How to complete this task: Report the number of lines in the entries below that include the word "master", and nothing else.

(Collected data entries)
|---|
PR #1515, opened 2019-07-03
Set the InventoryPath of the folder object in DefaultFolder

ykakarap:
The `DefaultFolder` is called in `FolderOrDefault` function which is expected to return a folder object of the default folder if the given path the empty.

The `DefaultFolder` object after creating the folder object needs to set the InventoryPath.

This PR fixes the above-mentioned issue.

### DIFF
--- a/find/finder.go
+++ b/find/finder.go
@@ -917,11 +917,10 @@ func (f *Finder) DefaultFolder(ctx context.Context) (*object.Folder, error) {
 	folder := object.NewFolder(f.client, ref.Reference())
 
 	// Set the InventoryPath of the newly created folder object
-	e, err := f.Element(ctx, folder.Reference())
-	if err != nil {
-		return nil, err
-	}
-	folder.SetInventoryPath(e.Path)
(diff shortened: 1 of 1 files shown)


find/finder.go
|---|
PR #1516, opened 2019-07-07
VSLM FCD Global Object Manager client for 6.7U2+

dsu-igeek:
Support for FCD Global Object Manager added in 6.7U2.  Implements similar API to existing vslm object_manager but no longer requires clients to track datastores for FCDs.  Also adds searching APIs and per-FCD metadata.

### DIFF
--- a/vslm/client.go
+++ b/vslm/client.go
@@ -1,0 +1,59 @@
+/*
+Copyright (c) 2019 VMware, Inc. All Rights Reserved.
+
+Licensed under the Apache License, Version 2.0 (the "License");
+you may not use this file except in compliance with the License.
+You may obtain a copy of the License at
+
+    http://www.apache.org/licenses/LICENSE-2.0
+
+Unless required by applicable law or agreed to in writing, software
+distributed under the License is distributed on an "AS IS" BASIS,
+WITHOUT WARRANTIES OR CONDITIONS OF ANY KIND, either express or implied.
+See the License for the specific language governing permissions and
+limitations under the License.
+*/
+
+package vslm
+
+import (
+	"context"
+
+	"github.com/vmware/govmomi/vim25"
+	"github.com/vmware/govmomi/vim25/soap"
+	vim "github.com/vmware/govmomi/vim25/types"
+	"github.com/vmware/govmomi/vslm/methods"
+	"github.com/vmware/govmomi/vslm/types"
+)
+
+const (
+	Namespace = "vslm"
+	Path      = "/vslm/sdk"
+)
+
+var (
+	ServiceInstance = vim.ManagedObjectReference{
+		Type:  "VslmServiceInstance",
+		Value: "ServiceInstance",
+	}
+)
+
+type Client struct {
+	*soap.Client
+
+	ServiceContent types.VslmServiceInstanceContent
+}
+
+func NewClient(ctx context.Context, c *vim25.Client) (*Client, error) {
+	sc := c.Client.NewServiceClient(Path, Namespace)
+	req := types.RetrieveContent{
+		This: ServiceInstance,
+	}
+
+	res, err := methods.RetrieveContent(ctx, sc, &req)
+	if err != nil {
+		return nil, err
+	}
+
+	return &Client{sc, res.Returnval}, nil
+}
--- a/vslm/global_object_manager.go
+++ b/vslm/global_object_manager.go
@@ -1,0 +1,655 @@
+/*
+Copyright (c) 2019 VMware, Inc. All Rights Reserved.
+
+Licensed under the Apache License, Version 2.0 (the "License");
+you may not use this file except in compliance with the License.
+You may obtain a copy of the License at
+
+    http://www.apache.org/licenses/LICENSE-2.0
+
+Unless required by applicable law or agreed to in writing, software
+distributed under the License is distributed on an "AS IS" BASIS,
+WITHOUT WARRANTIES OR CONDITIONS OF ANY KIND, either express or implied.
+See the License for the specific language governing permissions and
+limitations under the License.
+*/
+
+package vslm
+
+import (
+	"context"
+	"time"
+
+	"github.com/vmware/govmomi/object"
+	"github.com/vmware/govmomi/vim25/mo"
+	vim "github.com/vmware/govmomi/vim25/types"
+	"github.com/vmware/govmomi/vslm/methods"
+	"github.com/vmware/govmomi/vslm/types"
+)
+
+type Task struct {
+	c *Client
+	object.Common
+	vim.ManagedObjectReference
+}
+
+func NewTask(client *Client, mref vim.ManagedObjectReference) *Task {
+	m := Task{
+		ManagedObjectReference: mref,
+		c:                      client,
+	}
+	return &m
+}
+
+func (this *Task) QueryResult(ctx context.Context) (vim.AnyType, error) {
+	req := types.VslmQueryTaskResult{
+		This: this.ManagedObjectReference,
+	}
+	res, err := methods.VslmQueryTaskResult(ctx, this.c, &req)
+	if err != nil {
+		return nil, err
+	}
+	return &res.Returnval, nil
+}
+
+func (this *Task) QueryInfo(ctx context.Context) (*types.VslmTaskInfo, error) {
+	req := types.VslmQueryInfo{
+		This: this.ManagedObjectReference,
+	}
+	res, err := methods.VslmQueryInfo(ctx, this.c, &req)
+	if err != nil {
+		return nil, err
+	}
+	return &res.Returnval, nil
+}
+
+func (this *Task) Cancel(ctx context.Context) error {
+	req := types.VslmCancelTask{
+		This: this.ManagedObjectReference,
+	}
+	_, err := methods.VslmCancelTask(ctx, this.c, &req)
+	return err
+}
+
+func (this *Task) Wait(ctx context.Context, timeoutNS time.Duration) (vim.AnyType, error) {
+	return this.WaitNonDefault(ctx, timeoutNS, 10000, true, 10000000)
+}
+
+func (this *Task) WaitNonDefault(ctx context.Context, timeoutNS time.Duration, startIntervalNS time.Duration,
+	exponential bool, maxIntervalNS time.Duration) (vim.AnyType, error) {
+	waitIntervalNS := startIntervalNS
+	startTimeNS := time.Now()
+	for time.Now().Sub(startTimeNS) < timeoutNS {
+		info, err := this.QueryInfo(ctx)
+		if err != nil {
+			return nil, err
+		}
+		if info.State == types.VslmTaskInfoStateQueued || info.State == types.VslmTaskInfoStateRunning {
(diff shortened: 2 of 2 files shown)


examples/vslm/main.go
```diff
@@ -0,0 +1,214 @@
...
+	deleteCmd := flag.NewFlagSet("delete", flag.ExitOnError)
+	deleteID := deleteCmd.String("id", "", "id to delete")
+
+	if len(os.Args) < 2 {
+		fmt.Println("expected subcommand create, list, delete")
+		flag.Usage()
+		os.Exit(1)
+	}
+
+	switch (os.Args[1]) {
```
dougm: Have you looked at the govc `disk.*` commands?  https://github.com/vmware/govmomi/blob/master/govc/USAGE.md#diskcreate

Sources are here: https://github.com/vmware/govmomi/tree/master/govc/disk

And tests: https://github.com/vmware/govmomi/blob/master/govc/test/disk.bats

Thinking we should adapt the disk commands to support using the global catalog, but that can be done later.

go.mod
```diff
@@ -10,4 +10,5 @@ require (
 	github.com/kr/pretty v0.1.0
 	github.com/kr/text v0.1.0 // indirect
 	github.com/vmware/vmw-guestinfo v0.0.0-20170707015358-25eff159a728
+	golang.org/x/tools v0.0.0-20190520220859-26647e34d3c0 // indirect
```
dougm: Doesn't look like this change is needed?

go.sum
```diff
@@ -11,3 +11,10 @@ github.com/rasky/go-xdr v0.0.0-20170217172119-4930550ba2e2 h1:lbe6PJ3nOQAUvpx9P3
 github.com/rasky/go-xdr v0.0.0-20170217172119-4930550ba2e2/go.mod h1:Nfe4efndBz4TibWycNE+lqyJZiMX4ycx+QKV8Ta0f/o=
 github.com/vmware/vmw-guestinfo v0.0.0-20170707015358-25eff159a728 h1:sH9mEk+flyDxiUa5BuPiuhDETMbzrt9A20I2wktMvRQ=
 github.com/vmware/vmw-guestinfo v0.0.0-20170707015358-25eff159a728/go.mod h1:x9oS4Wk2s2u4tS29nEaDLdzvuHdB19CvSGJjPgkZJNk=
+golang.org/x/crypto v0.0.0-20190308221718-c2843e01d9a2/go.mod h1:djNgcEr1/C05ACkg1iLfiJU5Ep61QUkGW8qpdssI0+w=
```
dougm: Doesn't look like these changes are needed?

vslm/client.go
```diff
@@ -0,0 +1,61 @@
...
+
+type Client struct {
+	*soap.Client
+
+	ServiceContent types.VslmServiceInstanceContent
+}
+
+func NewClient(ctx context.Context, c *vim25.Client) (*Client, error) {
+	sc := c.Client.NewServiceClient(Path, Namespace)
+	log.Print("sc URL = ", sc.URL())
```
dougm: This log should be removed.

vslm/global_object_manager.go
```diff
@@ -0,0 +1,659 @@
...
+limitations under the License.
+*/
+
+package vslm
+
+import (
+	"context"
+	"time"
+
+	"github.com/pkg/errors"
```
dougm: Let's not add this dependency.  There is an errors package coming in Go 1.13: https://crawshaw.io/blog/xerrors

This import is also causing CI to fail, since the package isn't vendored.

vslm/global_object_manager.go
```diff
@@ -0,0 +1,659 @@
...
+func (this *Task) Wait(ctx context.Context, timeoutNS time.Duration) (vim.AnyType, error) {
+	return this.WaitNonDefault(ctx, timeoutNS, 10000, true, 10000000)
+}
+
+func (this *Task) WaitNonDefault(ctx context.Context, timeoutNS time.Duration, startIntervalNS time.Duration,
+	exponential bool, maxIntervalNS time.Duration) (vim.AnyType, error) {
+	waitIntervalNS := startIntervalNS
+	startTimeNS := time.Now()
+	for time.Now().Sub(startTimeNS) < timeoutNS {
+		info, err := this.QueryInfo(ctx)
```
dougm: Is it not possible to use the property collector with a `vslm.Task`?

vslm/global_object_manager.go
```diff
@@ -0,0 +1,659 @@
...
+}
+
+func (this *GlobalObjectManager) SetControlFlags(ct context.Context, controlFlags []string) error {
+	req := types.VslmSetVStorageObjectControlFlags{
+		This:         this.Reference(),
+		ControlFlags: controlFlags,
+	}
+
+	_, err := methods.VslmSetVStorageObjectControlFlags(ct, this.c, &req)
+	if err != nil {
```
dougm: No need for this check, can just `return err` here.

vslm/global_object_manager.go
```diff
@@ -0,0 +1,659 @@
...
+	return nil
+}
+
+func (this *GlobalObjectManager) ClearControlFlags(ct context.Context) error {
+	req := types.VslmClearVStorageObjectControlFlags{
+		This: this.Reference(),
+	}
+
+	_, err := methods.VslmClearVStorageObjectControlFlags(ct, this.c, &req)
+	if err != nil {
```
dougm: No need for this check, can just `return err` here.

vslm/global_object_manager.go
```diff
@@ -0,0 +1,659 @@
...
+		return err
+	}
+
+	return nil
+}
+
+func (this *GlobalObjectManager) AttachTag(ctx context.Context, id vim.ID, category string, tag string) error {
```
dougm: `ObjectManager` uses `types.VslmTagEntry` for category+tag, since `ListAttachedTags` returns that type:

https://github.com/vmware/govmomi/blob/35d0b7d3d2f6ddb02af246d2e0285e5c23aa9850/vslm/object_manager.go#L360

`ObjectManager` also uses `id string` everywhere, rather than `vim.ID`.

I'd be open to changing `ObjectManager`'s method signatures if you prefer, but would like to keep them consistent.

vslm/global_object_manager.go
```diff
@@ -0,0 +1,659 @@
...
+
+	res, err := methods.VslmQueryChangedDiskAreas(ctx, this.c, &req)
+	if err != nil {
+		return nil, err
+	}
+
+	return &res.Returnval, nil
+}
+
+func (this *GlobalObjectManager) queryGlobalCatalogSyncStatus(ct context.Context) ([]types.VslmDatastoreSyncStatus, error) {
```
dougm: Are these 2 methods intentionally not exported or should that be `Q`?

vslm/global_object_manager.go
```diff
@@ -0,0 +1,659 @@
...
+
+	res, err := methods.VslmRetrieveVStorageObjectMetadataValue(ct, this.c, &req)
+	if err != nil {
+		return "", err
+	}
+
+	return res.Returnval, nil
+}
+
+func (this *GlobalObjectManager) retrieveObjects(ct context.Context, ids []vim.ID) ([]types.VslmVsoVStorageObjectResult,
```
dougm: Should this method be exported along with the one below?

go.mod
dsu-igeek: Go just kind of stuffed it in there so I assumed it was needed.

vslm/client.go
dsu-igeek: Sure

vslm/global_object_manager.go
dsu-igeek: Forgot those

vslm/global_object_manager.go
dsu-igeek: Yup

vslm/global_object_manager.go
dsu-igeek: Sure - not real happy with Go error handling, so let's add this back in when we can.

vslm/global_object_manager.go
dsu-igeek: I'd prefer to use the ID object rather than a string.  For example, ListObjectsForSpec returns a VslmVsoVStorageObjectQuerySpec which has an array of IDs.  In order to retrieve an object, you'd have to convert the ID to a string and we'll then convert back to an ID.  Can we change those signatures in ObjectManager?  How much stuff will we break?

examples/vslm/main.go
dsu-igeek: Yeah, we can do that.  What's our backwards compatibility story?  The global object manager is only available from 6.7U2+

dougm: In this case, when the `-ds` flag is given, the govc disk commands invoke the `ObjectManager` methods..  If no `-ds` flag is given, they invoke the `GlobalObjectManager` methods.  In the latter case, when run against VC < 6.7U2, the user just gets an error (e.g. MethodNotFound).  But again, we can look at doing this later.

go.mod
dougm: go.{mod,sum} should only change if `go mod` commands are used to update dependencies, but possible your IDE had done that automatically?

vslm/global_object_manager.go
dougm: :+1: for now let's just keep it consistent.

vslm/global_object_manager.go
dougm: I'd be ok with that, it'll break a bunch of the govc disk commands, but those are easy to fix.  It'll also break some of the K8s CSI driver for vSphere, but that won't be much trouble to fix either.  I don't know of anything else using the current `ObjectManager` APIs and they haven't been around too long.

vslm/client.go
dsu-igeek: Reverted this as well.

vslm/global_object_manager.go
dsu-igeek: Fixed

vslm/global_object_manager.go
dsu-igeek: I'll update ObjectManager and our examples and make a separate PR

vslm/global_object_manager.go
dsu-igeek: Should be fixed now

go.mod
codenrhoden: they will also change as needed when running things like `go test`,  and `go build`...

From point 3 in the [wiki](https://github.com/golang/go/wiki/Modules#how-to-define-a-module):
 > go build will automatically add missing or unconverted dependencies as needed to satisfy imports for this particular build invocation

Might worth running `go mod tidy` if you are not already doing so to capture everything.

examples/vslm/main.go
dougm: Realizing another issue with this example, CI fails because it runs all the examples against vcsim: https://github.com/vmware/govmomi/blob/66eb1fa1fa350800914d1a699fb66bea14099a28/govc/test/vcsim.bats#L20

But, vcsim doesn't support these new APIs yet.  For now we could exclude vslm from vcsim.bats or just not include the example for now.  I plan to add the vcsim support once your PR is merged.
|---|
Task solution: 3